### PROBLEM DETAILS
Filter the entries beneath this task, copying only the lines that hold the word "github".

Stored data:
- - -

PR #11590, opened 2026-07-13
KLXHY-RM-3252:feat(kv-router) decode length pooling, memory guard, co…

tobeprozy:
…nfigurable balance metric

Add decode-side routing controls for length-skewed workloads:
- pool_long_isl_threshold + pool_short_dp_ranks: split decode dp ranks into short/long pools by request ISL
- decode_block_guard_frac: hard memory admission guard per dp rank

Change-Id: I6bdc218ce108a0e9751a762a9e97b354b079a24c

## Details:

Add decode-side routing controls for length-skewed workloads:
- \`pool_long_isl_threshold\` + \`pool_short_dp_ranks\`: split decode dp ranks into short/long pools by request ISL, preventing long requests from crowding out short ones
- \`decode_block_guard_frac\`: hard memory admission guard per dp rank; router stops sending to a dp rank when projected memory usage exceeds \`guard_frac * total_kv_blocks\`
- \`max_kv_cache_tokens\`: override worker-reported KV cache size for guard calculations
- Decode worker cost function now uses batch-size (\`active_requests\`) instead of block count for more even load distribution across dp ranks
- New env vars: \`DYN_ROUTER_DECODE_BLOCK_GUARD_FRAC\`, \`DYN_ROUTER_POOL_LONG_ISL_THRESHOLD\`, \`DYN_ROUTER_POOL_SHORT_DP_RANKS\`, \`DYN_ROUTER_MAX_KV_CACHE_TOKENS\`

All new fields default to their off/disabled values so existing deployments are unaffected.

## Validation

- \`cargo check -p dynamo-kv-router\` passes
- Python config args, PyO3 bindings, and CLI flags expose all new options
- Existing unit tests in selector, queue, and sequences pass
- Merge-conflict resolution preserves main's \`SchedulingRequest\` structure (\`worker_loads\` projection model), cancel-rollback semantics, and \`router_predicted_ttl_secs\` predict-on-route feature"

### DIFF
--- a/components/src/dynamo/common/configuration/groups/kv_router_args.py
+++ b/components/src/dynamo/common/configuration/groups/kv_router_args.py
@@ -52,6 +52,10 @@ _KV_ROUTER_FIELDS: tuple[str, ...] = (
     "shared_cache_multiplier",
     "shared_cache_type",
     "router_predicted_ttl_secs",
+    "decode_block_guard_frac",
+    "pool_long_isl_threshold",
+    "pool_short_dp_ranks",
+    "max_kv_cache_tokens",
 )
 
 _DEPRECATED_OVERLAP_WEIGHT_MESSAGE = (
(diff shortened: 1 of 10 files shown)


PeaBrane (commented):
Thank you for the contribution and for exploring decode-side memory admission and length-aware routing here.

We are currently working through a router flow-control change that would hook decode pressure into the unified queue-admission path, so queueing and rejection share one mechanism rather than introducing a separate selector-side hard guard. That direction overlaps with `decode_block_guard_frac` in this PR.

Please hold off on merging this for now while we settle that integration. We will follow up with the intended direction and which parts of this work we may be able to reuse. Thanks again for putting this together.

- - -

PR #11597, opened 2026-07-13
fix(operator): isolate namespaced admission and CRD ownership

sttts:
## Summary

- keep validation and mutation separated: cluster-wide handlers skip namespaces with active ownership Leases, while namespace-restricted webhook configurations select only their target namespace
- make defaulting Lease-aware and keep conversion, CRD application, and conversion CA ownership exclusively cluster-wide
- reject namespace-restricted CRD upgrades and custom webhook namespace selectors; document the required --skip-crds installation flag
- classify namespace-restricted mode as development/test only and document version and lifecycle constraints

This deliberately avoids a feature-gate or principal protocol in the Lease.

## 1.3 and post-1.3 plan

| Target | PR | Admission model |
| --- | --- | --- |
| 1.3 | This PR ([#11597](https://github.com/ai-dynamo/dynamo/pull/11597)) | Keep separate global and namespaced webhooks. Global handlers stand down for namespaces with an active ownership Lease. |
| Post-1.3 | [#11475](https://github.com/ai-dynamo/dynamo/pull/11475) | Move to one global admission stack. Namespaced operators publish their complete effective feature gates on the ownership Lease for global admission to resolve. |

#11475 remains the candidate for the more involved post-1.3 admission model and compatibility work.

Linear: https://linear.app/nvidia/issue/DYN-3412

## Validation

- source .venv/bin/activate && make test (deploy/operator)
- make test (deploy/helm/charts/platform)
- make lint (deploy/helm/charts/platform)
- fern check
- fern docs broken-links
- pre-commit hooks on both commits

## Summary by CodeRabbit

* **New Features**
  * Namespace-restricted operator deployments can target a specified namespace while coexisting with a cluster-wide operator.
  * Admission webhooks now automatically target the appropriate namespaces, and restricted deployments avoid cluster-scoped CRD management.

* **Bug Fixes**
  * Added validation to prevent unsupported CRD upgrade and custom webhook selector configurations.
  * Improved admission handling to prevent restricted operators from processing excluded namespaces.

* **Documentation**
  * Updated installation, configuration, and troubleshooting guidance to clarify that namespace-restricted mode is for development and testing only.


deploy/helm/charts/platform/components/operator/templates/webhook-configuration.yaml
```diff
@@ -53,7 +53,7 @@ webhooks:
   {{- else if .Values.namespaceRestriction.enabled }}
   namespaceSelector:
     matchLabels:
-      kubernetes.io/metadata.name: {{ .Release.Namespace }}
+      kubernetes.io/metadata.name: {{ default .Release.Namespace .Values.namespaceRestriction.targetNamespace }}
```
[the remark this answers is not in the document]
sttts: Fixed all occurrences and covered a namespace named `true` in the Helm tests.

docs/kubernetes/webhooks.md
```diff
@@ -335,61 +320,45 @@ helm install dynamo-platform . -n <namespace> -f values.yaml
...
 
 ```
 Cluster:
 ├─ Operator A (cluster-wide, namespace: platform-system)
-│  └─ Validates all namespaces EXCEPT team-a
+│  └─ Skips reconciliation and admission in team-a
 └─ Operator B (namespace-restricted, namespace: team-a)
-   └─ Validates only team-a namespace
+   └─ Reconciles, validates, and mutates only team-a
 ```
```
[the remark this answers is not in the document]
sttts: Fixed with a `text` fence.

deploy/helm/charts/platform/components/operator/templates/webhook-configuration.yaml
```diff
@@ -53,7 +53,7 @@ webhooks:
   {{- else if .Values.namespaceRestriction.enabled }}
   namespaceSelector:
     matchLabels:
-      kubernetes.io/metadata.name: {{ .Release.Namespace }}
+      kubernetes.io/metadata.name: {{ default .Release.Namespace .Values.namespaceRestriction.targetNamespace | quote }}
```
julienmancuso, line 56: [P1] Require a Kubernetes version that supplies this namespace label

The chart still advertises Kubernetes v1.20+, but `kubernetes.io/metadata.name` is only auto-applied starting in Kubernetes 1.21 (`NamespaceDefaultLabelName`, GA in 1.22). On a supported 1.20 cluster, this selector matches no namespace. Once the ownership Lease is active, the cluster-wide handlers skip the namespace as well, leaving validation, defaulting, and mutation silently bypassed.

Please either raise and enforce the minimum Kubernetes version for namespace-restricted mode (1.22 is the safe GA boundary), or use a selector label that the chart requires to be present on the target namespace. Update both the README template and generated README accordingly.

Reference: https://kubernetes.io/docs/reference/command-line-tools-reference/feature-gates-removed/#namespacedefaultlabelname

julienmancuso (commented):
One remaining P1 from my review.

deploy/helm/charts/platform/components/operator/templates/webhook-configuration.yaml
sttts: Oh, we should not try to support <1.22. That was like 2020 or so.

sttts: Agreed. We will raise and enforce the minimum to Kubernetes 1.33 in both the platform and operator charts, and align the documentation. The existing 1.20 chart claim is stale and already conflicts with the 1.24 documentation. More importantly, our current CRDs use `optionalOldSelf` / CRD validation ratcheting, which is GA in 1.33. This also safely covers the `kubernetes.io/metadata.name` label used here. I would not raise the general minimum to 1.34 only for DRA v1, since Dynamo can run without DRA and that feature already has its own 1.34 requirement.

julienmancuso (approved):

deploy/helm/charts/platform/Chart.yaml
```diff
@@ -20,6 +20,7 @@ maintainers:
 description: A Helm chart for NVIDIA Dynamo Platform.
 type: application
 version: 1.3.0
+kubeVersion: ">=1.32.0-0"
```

- - -

### FINISHED TASK
| 1.3 | This PR ([#11597](https://github.com/ai-dynamo/dynamo/pull/11597)) | Keep separate global and namespaced webhooks. Global handlers stand down for namespaces with an active ownership Lease. |
| Post-1.3 | [#11475](https://github.com/ai-dynamo/dynamo/pull/11475) | Move to one global admission stack. Namespaced operators publish their complete effective feature gates on the ownership Lease for global admission to resolve. |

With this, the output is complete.